Read the listing below and copy out every line that holds "benefit".

■ DATA
* * * * *
PR #3156, opened 2024-04-24
feat: Take Into Account Spread Factor for Token Out Value

JoseRFelix:

This PR modifies the token out value by subtracting the swap fee, so users can see the true expected outcome of their swap.

### Linear Task

[Linear Task URL](https://linear.app/osmosis/issue/STABI-113/token-out-fiat-value-does-not-account-for-spread-factor)

## Testing and Verifying

- [ ] Subtracts swap fee from token out and token out fiat value

## Summary by CodeRabbit

- **New Features**
	- Updated the `SwapTool` component to enhance the accuracy of displayed values by incorporating swap fees into the calculation of token out amounts.
- **Tests**
	- Added tests for the new `getTokenOutMinusSwapFee` function to ensure reliable calculation of token amounts post-swap fees.
- **Refactor**
	- Refined the logic in the `use-swap` hook to improve the consistency and precision in fee and token value calculations.

### DIFF
--- a/packages/web/components/swap-tool/index.tsx
+++ b/packages/web/components/swap-tool/index.tsx
@@ -103,8 +103,10 @@ export const SwapTool: FunctionComponent<SwapToolProps> = observer(
 
       // Compute out amount less slippage
       const outAmountLessSlippage =
-        swapState.quote && swapState.toAsset
-          ? new IntPretty(swapState.quote.amount.toDec().mul(oneMinusSlippage))
+        swapState.tokenOutAmountMinusSwapFee && swapState.toAsset
+          ? new IntPretty(
+              swapState.tokenOutAmountMinusSwapFee.toDec().mul(oneMinusSlippage)
+            )
           : undefined;
 
       // Compute out fiat amount less slippage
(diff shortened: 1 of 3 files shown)


jonator (commented):
Wait, why doesn't SQS return an amount with the swap fee included?

JoseRFelix:
> Wait, why doesn't SQS return an amount with the swap fee included?

I've also thought about this. Because we need the `tokenOutMinusSwapFee` to calculate `tokenOutFiatValue`, moving this to SQS is not straightforward. This PR serves as a temporary solution until we can transition to SQS, which should happen in about two weeks when Roman and I return from vacation. Once back, we plan to tackle the price caching issues, which initially prompted moving the `tokenOutFiatValue` calculation to the frontend. Once this is resolved, we'll be able to calculate the `tokenOutFiatValue` and the token out amount minus the swap fee using SQS, allowing us to remove this code

JoseRFelix:
> Wait, why doesn't SQS return an amount with the swap fee included?

I agree with this, and it's the correct solution. Unfortunately, the swap tool is currently not delivering accurate data to users, and I don't have the bandwidth or context to implement the necessary changes in SQS. This PR is intended as a temporary fix until we can move this to the server. I plan to make this move in about two weeks, once Roman is back from vacation.

jonator:
@JoseRFelix this is very surprising to me. I feel like spread factor should be included when swaps are simulated 🤔

CryptoAssassin1 (approved):

jonator (approved):

PR #3189, opened 2024-04-30
Mattupham/fe 346 fix table overflow behavior on mobile

mattupham:

- design QA blocking / non blocking tasks

### Linear Task

[fix table overflow behavior on mobile](https://linear.app/osmosis/issue/FE-346/fix-table-overflow-behavior-on-mobile)
[fix warp and jank with drawer slide transitions](https://linear.app/osmosis/issue/FE-343/fix-warp-and-jank-with-drawer-slide-transitions)
[reduce page title size on mobile](https://linear.app/osmosis/issue/FE-345/reduce-page-title-size-on-mobile)
[Flip images to be on right side of price, make column widths 1/3](https://linear.app/osmosis/issue/FE-361/flip-images-to-be-on-right-side-of-price-make-column-widths-13)

## Brief Changelog

- changes for the above tickets

## Testing and Verifying

https://github.com/osmosis-labs/osmosis-frontend/assets/30577966/0e027039-95ae-40d2-bb29-1aae9c7ab0c4

Screenshot 2024-04-30 at 3 58 32 PM

### DIFF
--- a/packages/server/src/trpc-routers/assets-router.ts
+++ b/packages/server/src/trpc-routers/assets-router.ts
@@ -420,10 +420,6 @@ export const assetsRouter = createTRPCRouter({
             coinMinimalDenom: asset.coinMinimalDenom,
           });
 
-          if (listingDate) {
-            console.log("listingDate", asset.coinDenom, listingDate);
-          }
-
           return {
             ...asset,
             listingDate,


packages/web/components/transactions/transaction-content.tsx
```diff
@@ -48,7 +48,7 @@ export const TransactionContent = ({
   return (
     <div className="flex w-full flex-col pb-16">
       <div className="flex w-full justify-between pt-8 pb-4">
-        <h1 className="text-h3">{t("transactions.title")}</h1>
+        <h1 className="text-h3 md:text-h5">{t("transactions.title")}</h1>
```
jonator, line 51: To me it's notable here we have an h1 tag (that gets styles applied from globals.css), with text for h3 and h5 also applied as tailwind classes (but not the fonts for h3 and h5). Thoughts?

jonator: Yeah I've heard that from nass as well, I think it's on track. 

But, we need to find a way to also apply the font classes for h* styles as well. Perhaps as we did with `body*`, `subtitle*`, etc. classes in globals.css, we should also make classes that re-apply the text and font tailwind classes that are getting applied to the h* elements themselves.

jonator (approved):

PR #3193, opened 2024-04-30
Revert "Publish Stage"

MaxMillington:
Reverts osmosis-labs/osmosis-frontend#3191


jonator:
FYI: we reverted the last deployment via Vercel, causing the same effect of this PR, but without delay.

I believe publishing stage should promote a new deployment to production over the rolled back deployment.

PR #466, opened 2023-09-05
[Certora] Via IR

QGarchery:


QGarchery:
Closing as not planned because it requires to munge the safe transfer lib. This would add the risk to do a mistake in the process, and hide some bugs because of it. Trusting the compiler seems like a safer option

PR #522, opened 2023-10-08
Healthiness preservation

QGarchery:
HEAVILY inspired from [this gist](https://gist.github.com/daejunpark/6f139d12d025aa80732846945e0ee900), thanks @daejunpark !


QGarchery:
Replaced by #598 because it's simpler and it gives an computation to ensure that your loan is safe for a period `elapsed`

Issue #535, opened 2023-10-11
Oracle integration is confusing and forces unnecessary deployments


alcueca:
This issue has two parts, but is submitted as one as they are both closely related.

Prices from the oracle are retrieved as `IOracle(marketParams.oracle).price()`. The lack of parameters in `price` means that there must be a separate contract for each possible loan/collateral pair. Furthermore, it is not clear from the code if the price is loan/collateral or collateral/loan.

I would suggest that at least you use `IOracle(marketParams.oracle).price(baseToken, quoteToken)` so that oracle aggregators can be used, and so that it is clearer that you are getting the price of one unit of `baseToken` in `quoteToken` terms.

In the code this would be `IOracle(marketParams.oracle).price(marketParams.collateralToken, marketParams.loanToken)` when you want the price of one collateral in loan terms, and `IOracle(marketParams.oracle).price(marketParams.loanToken, marketParams.collateralToken)` when you want the price of one loan token in collateral terms.

---

Going further, I would suggest that you think in terms of value, instead of price, and use a function signature such as `function value(address base, address quote, uint256 baseAmount) external view returns (uint256 quoteAmount);` so that the code is clearer. For example, this is how you would calculate the value of the collateral in loan terms for `_isHealthy`:

```
        uint256 collateralValue = IOracle(marketParams.oracle).value(
            marketParams.collateralToken,
            marketParams.loanToken,
            uint256(position[id][borrower].collateral
        ));
        uint256 maxBorrow = collateralValue.wMulDown(marketParams.lltv);
```

If adopting the last recommendation, `liquidate` would have to be refactored to calculate `seizedAssets` or `repaidShares` as position proportions, to avoid a second call to the oracle.

MerlinEgalite:
## Part 1

There this a comment specifying what `price()` should return in the `IOracle` file:
https://github.com/morpho-org/morpho-blue/blob/6be8b4c978249e4896aeb271128340b6d8bc7f6f/src/interfaces/IOracle.sol#L9-L12

Perhaps we should make it clearer?

## Part 2

That would mean passing another argument to the oracle while it's not necessary currently. 

I need to check the extent of the refactor.

alcueca:
On part 1, the comments are clear, but the code is not, and code and comments are in different files. Besides, other people less familiar than you will build oracle adaptors, and their failures might reflect bad on you. I would just take the extra step of the two asset parameters in `price` as a way of solving one issue, and preventing another.

[...]

PR #540, opened 2023-10-13
Use asset values instead of asset prices in oracle calls

alcueca:
Refactor to integrate with oracles using asset value terms instead of asset price terms.

Something is off in the liquidations, needs some debugging.

Also, the liquidations now do two oracle calls (one for `_isHealthy` and another to determine the liquidation), that is probably a non-starter due to gas reasons. If the liquidations can be refactored to work on position proportions instead of price then we wouldn't need the second oracle call.


MathisGD:
Thank you for your POC. I'm not in favor of continuing its development, as I don't find that it makes the code so much clearer. Also, as you mentioned in #535, we loose an optimization avoiding to call the oracle twice.

One advantage that it has, that I have not see mentioned, is that it enables complex oracles returning a different price depending on the amount (to reflect the market). But it's not even sure that such oracle will ever exist.

PR #541, opened 2023-10-13
feat(audit): fixing typo in security review report

tomrpl:
Updating the security review report


MathisGD:
isn't it better to keep the same date?

MerlinEgalite (changes requested):
Same question, why changing the date?

Rubilmax (approved):

Rubilmax:
> @tomrpl yes original date (we don't really care about the date of the edit)

the date inside the doc has been updated

MerlinEgalite (approved):

Rubilmax:
> ok but if we find an other typo in 6 month we don't want to update the date right. What we care about is the date of the audit

I agree, but then we need to warn OZ not to update the date of the report?

tomrpl:
> then we need to warn OZ not to update the date of the report?
In my opinion this is the best way to proceed!

MathisGD (approved):

PR #542, opened 2023-10-13
Remove bad debt realization mechanism

MathisGD:
From the whitepaper:

> Morpho Blue takes a different approach by accounting for the bad debt. When a liquidation occurs on Morpho Blue, if the borrower has outstanding debt but no collateral, the losses are socialized proportionately among lenders, resulting in an instant loss for lenders.
> 

The goals of this feature are:

1. avoid bank run where people either loose nothing or loose everything (the one that didn’t ran away).
2. remove the idea that a market can be fundamentally riskier and riskier become some bad debt is accumulating.

### Lenders can avoid haircut

Nothing ensures that liquidators realize the bad debts, even if incentives tend to make them do it. It can happen that they don’t liquidate positions to the nearest wei, on purpose or not. In this situation, lenders who notice the situation can withdraw their funds, realize the bad debt and resupply their funds. This way, they don’t occur any loss, but other lenders occur more losses.

Lenders could also well become liquidators themselves to do this “manipulation” before liquidators who might do it. Even if it is a special role requiring particular skills and infrastructure, they technically have more incentives to do it than liquidators and this has to be taken into account. 

These issues were known and acknowledged (but still reported by OZ in [[their audit](https://github.com/morpho-org/morpho-blue/blob/main/audits/2023-09-27-morpho-blue-and-speed-jump-irm-open-zeppelin.pdf)](https://github.com/morpho-org/morpho-blue/blob/main/audits/2023-09-27-morpho-blue-and-speed-jump-irm-open-zeppelin.pdf) of Morpho Blue). As a result, bad debt realization is not completely fair (some people can loose more than other).

### Lenders can pay liquidators to avoid haircut

There is actually a deeper issue: lenders could well give authorization to manage their position to a special contract that allows liquidators to do this manipulations on behalf of one of multiple lenders. The lenders incentivize the liquidator to do so by sharing with them the revenue (or the non loss) of the operation.

With this mechanism, multiple lenders can now profit from the “manipulation”, and they all have incentives to try using it. The equilibrium of this “game” is that the lenders who are not subscribing to such a contract, or not incentivizing enough the liquidator take all the bad debt for themselves (potentially occurring big relative loss, up to 100% of their funds). Even if the idea is very theoretical, the incentives pull the system to something that can even be seen as worse than before (1. happens for each new bad debt, instead of only when the bad debt becomes too big, but on smaller amounts).

Big thanks to @Picodes from Angle Labs who highlighted this second issue.

### The solution

The solution is to remove the bad debt realization mechanism. It seems that there is no good way to solve 1. in the context of a pool like Morpho Blue markets. And 2. is mitigated by the idea that you can recreate the market when you are no longer confortable with the bad debt that it contains.


src/Morpho.sol
```diff
@@ -373,21 +373,10 @@ contract Morpho is IMorpho {
 
         position[id][borrower].collateral -= seizedAssets.toUint128();
 
-        // Realize the bad debt if needed. Note that it saves ~3k gas to do it.
```
MerlinEgalite, line 376: 😢

MerlinEgalite (commented):
Maybe we should update the WPP at the same time?

MathisGD:
>Maybe we should update the WPP at the same time?

yes, I was waiting for the reviews of the protocol team on overleaf before pushing it here

MathisGD:
Finally, we decided to not remove the bad debt realization mechanism. Here are the reasons:
- first it's important to realize that this decision isn't primordial, in the sense that bad debt arises when lenders "lost" and it's not part of the normal operation of a market (at least not in considerable amounts). So realizing or not the bad debt doesn't change Morpho Blue's value.
- both the classic bank run scenario and the bad debt realization "problem" described above show unfair outcomes that seem non solvable. It's unclear what's best for lenders and under which conditions (studied deeper, we can share more insight if someone is interested).
- the bad debt realization offers the great property of cleaning the little bad debts coming to markets (of small accounts notably), and in this sense "markets run forever", which is a good property in lender's mind.

PR #547, opened 2023-10-17
build(npm): use bun

Rubilmax:


julien-devatom (commented):
I've not tested enough bun to have a concrete opinion on it.

test/hardhat/Morpho.spec.ts
```diff
@@ -22,7 +22,7 @@ const random = () => {
 const identifier = (marketParams: MarketParamsStruct) => {
   const encodedMarket = AbiCoder.defaultAbiCoder().encode(
     ["address", "address", "address", "address", "uint256"],
-    Object.values(marketParams),
+    Object.values(marketParams)
```
Rubilmax, line 25: I had to downgrade prettier I don't know yet why

MathisGD:
I'm not sure that we should switch to bun, especially in this repo. The performance improvement is cool but we're not sure about the stability and Morpho Labs' devs are much more used to yarn

Rubilmax:
> Morpho Labs' devs are much more used to yarn

If we don't switch to `bun` Morpho Labs devs will never be used to it :D

MathisGD:
Yes good remark, but we could do it elsewhere ^^

PR #548, opened 2023-10-17
Rename `IMorphoMarketStruct` to `IMorphoMarketGetter`

MerlinEgalite:
Fixes https://github.com/cantinasec/review-morpho-blue-1/issues/51

### DIFF
--- a/src/libraries/periphery/MorphoBalancesLib.sol
+++ b/src/libraries/periphery/MorphoBalancesLib.sol
@@ -10,7 +10,7 @@ import {MorphoLib} from "./MorphoLib.sol";
 import {SharesMathLib} from "../SharesMathLib.sol";
 import {MarketParamsLib} from "../MarketParamsLib.sol";
 
-interface IMorphoMarketStruct {
+interface IMorphoMarketGetter {
     function market(Id id) external view returns (Market memory);
 }
 
@@ -41,7 +41,7 @@ library MorphoBalancesLib {
     {
         Id id = marketParams.id();
 
-        Market memory market = IMorphoMarketStruct(address(morpho)).market(id);
+        Market memory market = IMorphoMarketGetter(address(morpho)).market(id);
 
         uint256 elapsed = block.timestamp - market.lastUpdate;
 


Rubilmax (approved):

Jean-Grimal (approved):

src/libraries/periphery/MorphoBalancesLib.sol
```diff
@@ -10,7 +10,7 @@ import {MorphoLib} from "./MorphoLib.sol";
 import {SharesMathLib} from "../SharesMathLib.sol";
 import {MarketParamsLib} from "../MarketParamsLib.sol";
 
-interface IMorphoMarketStruct {
+interface IMorphoMarketGetter {
```
MathisGD, line 13:
```suggestion
interface IMorpho {
```

MerlinEgalite: I don't think it's good for integrators as it would create a clash if they to use both interface...

MathisGD: they could rename it, but as you want

Rubilmax: > note that this
> 
> ```solidity
> Market memory market = IMorphoMarketGetter(address(morpho)).market(id);
> ```
> 
> becomes
> 
> ```solidity
> Market memory market = morpho.market(id);
> ```

What you suggest forces the integrator to use the `IMorpho` defined locally instead of the `IMorpho` from `IMorpho.sol`. I am strongly against: what's useful with these libraries is that they are plug-and-play with the standard `IMorpho` interface

MathisGD: Nice catch

QGarchery (changes requested):
I really think we should do something similar to https://github.com/morpho-org/metamorpho/pull/240, which means that it would replace this PR.

I've already had to do some tricks manually multiple times and it makes the DX worse for no benefit IMO

MerlinEgalite:
> > I really think we should do something similar to [morpho-org/metamorpho#240](https://github.com/morpho-org/metamorpho/pull/240), which means that it would replace this PR.
> > I've already had to do some tricks manually multiple times and it makes the DX worse for no benefit IMO
> 
> Should I do a PR on top?

Done in #567

MathisGD:
To close right ? (replaced by #567)

MerlinEgalite:
#567 was supposed to be merged in this PR so I don't get why we're closing this one

Rubilmax:
> #567 was supposed to be merged in this PR so I don't get why we're closing this one

We could shortcut to `cantina-review` instead (or merge it now)

MerlinEgalite:
Indeed, we can do that. I agree to close this one then.

PR #549, opened 2023-10-17
Emit owner at deployment

MerlinEgalite:
Fixes https://github.com/cantinasec/review-morpho-blue-1/issues/34

### DIFF
--- a/src/Morpho.sol
+++ b/src/Morpho.sol
@@ -67,8 +67,10 @@ contract Morpho is IMorpho {
     constructor(address newOwner) {
         require(newOwner != address(0), ErrorsLib.ZERO_ADDRESS);
 
-        owner = newOwner;
         DOMAIN_SEPARATOR = keccak256(abi.encode(DOMAIN_TYPEHASH, block.chainid, address(this)));
+        owner = newOwner;
+
+        emit EventsLib.SetOwner(newOwner);
     }
 
     /* MODIFIERS */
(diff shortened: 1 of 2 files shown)


src/Morpho.sol
```diff
@@ -67,8 +67,10 @@ contract Morpho is IMorpho {
     constructor(address newOwner) {
         require(newOwner != address(0), ErrorsLib.ZERO_ADDRESS);
 
-        owner = newOwner;
         DOMAIN_SEPARATOR = keccak256(abi.encode(DOMAIN_TYPEHASH, block.chainid, address(this)));
+        owner = newOwner;
+
+        emit EventsLib.SetOwner(newOwner);
```
Rubilmax, line 73: I would internalize it in a function... But @MathisGD @QGarchery will be against?

Rubilmax (approved):
Internalizing the storage update and the event emitted would have prevented this, the same way using a third-party `Ownable` contract would have... I don't get why we're this stubborn

Jean-Grimal (approved):

MerlinEgalite:
@QGarchery can you have a look please?

QGarchery:
> I don't get why we're this stubborn

It could be said that suggesting the same thing multiple times is the subborn behavior :wink: 

The refactor you are suggesting can lead to unexpected side-effects too, like in [this issue](https://github.com/morpho-org/metamorpho/issues/221). There are trade-offs to different implementations, which fits different needs, but let's go into the details again

PR #550, opened 2023-10-17
Rename expected balance for assets

MerlinEgalite:
- Fixes https://github.com/cantinasec/review-morpho-blue-1/issues/52

### DIFF
--- a/src/libraries/periphery/MorphoBalancesLib.sol
+++ b/src/libraries/periphery/MorphoBalancesLib.sol
@@ -91,7 +91,7 @@ library MorphoBalancesLib {
         (, totalSupplyShares,,) = expectedMarketBalances(morpho, marketParams);
     }
 
-    /// @notice Returns the expected supply assets balance of a `user` on a market after having accrued interest.
+    /// @notice Returns the expected supply assets balance of `user` on a market after having accrued interest.
     /// @dev Warning: Wrong for `feeRecipient` because their supply shares increase is not taken into account.
     function expectedSupplyAssets(IMorpho morpho, MarketParams memory marketParams, address user)
         internal
@@ -105,7 +105,7 @@ library MorphoBalancesLib {
         return supplyShares.toAssetsDown(totalSupplyAssets, totalSupplyShares);
     }
 
-    /// @notice Returns the expected borrow assets balance of a `user` on a market after having accrued interest.
+    /// @notice Returns the expected borrow assets balance of `user` on a market after having accrued interest.
     function expectedBorrowAssets(IMorpho morpho, MarketParams memory marketParams, address user)
         internal
         view
--- a/src/libraries/periphery/MorphoBalancesLib.sol
+++ b/src/libraries/periphery/MorphoBalancesLib.sol
@@ -91,7 +91,7 @@ library MorphoBalancesLib {
         (, totalSupplyShares,,) = expectedMarketBalances(morpho, marketParams);
     }
 
-    /// @notice Returns the expected supply balance of a user on a market after having accrued interest.
+    /// @notice Returns the expected supply assets balance of a `user` on a market after having accrued interest.
     /// @dev Warning: Wrong for `feeRecipient` because their supply shares increase is not taken into account.
     function expectedSupplyAssets(IMorpho morpho, MarketParams memory marketParams, address user)
         internal
@@ -105,7 +105,7 @@ library MorphoBalancesLib {
         return supplyShares.toAssetsDown(totalSupplyAssets, totalSupplyShares);
     }
 
-    /// @notice Returns the expected borrow balance of a user on a market after having accrued interest.
+    /// @notice Returns the expected borrow assets balance of a `user` on a market after having accrued interest.
     function expectedBorrowAssets(IMorpho morpho, MarketParams memory marketParams, address user)
         internal
         view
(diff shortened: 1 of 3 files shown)


Rubilmax (approved):

Jean-Grimal (dismissed):

MathisGD (dismissed):

julien-devatom (commented):
Why `expected` and not `current`? 
`expected` is not telling that the value is the current one. It can be an average (ex on optimizers) that can change depending on how you compute things. Here, the value is precisely the current one.

MerlinEgalite:
> Why `expected` and not `current`? `expected` is not telling that the value is the current one. It can be an average (ex on optimizers) that can change depending on how you compute things. Here, the value is precisely the current one.

It's the current one if you accrue the interest in this block. 

But depending on the implementation of the IRM the supply balance evolution might not be monotonic, see [this example](https://github.com/cantinasec/review-morpho-blue-1/pull/68#discussion_r1368042527). The expected balance queried at block 1 could be lower than the one at a later block. As long as it's not updated the supply balance of someone is not set in stone. So I think this is better to keep the "expected" keyword.

julien-devatom:
> ne at a later block. As long as it's not updated the supply balance of someone is not set in stone. So I think this is better to keep the "expected" keyword.

current = in the current block. This is always true that the balance is different in different blocks, whatever the irm. 

However, with bad debt realization, it's true to say that the balance can be different in the current block.

MerlinEgalite:
> current = in the current block. This is always true that the balance is different in different blocks, whatever the irm.

Note that's it's not always true if there's no borrow.

> However, with bad debt realization, it's true to say that the balance can be different in the current block.

So current is not accurate in this case, right?

test/forge/libraries/periphery/MorphoBalancesLibTest.sol
```diff
@@ -73,31 +73,31 @@ contract MorphoBalancesLibTest is BaseTest {
     {
         _generatePendingInterest(amountSupplied, amountBorrowed, timeElapsed, fee);
 
-        uint256 expectedSupplyBalance = morpho.expectedSupplyBalance(marketParams, address(this));
+        uint256 expectedSupplyAssets = morpho.expectedSupplyAssets(marketParams, address(this));
```
QGarchery, line 76:
```suggestion
        uint256 expectedSupplyBalance = morpho.expectedSupplyAssets(marketParams, address(this));
```
so that we keep the same naming for the expected value and the actual value. I don't think that having balance is a problem here, the naming "balance" is used liberally in a lot of places and it's fine

test/forge/libraries/periphery/MorphoBalancesLibTest.sol
```diff
@@ -73,31 +73,31 @@ contract MorphoBalancesLibTest is BaseTest {
...
+        assertEq(expectedSupplyAssets, actualSupplyBalance);
     }
 
     function testExpectedBorrowBalance(uint256 amountSupplied, uint256 amountBorrowed, uint256 timeElapsed, uint256 fee)
         internal
     {
         _generatePendingInterest(amountSupplied, amountBorrowed, timeElapsed, fee);
 
-        uint256 expectedBorrowBalance = morpho.expectedBorrowBalance(marketParams, address(this));
+        uint256 expectedBorrowAssets = morpho.expectedBorrowAssets(marketParams, address(this));
```
QGarchery, line 92:
```suggestion
        uint256 expectedBorrowBalance = morpho.expectedBorrowAssets(marketParams, address(this));
```
same reasoning

test/forge/libraries/periphery/MorphoBalancesLibTest.sol
QGarchery: > Perhaps we should update the test name instead?

It wouldn't help with the duality expected/actual. In any case this is not a blocker for me

src/libraries/periphery/MorphoBalancesLib.sol
```diff
@@ -105,8 +105,8 @@ library MorphoBalancesLib {
         return supplyShares.toAssetsDown(totalSupplyAssets, totalSupplyShares);
     }
 
-    /// @notice Returns the expected borrow balance of a user on a market after having accrued interest.
-    function expectedBorrowBalance(IMorpho morpho, MarketParams memory marketParams, address user)
+    /// @notice Returns the expected borrow assets balance of a `user` on a market after having accrued interest.
```
Rubilmax, line 108:
```suggestion
    /// @notice Returns the expected borrow assets balance of `user` on a market after having accrued interest.
```

src/libraries/periphery/MorphoBalancesLib.sol
```diff
@@ -91,9 +91,9 @@ library MorphoBalancesLib {
         (, totalSupplyShares,,) = expectedMarketBalances(morpho, marketParams);
     }
 
-    /// @notice Returns the expected supply balance of a user on a market after having accrued interest.
+    /// @notice Returns the expected supply assets balance of a `user` on a market after having accrued interest.
```
Rubilmax, line 94:
```suggestion
    /// @notice Returns the expected supply assets balance of `user` on a market after having accrued interest.
```

Rubilmax (approved):

Rubilmax (approved):

MathisGD:
`updated` can make everyone agree ?

QGarchery (approved):

julien-devatom (approved):
@tomrpl To consider for your snippets

Jean-Grimal (approved):

PR #552, opened 2023-10-18
Add name in EIP712 domain

MerlinEgalite:
Fixes https://github.com/cantinasec/review-morpho-blue-1/issues/38

Why we did not include it:
https://github.com/morpho-org/morpho-blue/pull/425

To be discussed.

### DIFF
--- a/src/Morpho.sol
+++ b/src/Morpho.sol
@@ -68,7 +68,7 @@ contract Morpho is IMorpho {
         require(newOwner != address(0), ErrorsLib.ZERO_ADDRESS);
 
         owner = newOwner;
-        DOMAIN_SEPARATOR = keccak256(abi.encode(DOMAIN_TYPEHASH, block.chainid, address(this)));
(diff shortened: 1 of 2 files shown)


Rubilmax (approved):

Jean-Grimal (approved):

MathisGD (changes requested):
I'm still against, I think that this is more dangerous than useful

Rubilmax:
> I'm still against, I think that this is more dangerous than useful

How is it dangerous? The chain id and the verifying contract's address is hashed into the domain, so it's only a matter of UI?

Rubilmax:
> https://github.com/morpho-org/morpho-blue/pull/425#issue-1863332811

Ah right, fair point!

MerlinEgalite:
Stermi POV: https://github.com/cantinasec/review-morpho-blue-1/issues/38#issuecomment-1770483067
* * * * *
■ ANSWER BELOW
I've already had to do some tricks manually multiple times and it makes the DX worse for no benefit IMO
> > I've already had to do some tricks manually multiple times and it makes the DX worse for no benefit IMO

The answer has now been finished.